A novel correction for biases in forest eddy covariance carbon balance

Systematic biases in eddy covariance measurements of net ecosystem-atmosphere carbon dioxide exchange (NEE) are ubiquitous in forests when turbulence is low at night. We propose an alternative to the conventional bias correction, the friction velocity (u_*) filter, by hypothesizing that these biases have two separate, concurrent causes: (1) a subcanopy CO₂ storage pool that eludes typical storage measurements, creating a turbulence-dependent bias, and (2) advective divergence loss of CO₂, creating a turbulence-independent bias. We correct for (1) using a simple parametric model of missing storage (MS). Prior experiments have inferred (2) directly from atmospheric measurements (DRAINO).

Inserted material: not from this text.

PR #70583, opened 2026-07-28
Add `get_display_name` to `BaseUser` interface 

pierrejeambrun:
Follow-up to #68833.

That PR exposed `owner_display_name` in the audit log, but the action-logging decorator stored `user.get_name()` in **both** `owner` and `owner_display_name`, so the new column always matched the existing owner column — no visible benefit.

For sites at which DRAINO experiments have not been performed or are infeasible, we estimate (2) empirically using a PAR-extrapolated advective respiration loss (PEARL) approach. We compare u_* filter estimates of advection and NEE to MS-PEARL estimates at one temperate forest and two tropical forest sites. We find that for tropical forests, u_* filters can produce a range of extreme NEE estimates, from long-term forest carbon emission to sequestration, that diverge from independent assessments and are not physically sustainable. Our MS model eliminates the dependence of nighttime NEE on u_*, consistent with findings from DRAINO studies that nighttime advective losses of CO₂ are often not dependent on the strength of turbulence. Our PEARL estimates of mean advective loss agree with available DRAINO measurements. The MS-PEARL correction to long-term NEE produces better agreement with forest inventories at all three sites. Moreover, the correction retains all nighttime eddy covariance data and is therefore more widely applicable than the u_* filter approach, which rejects substantial nighttime data—up to 93% at one of the tropical sites. The full MS-PEARL NEE correction is therefore an equally defensible and more practical alternative to the u_* filter, but leads to different conclusions about the resulting carbon balance. Our results therefore highlight the need to investigate which approach's underlying hypotheses are more physically realistic.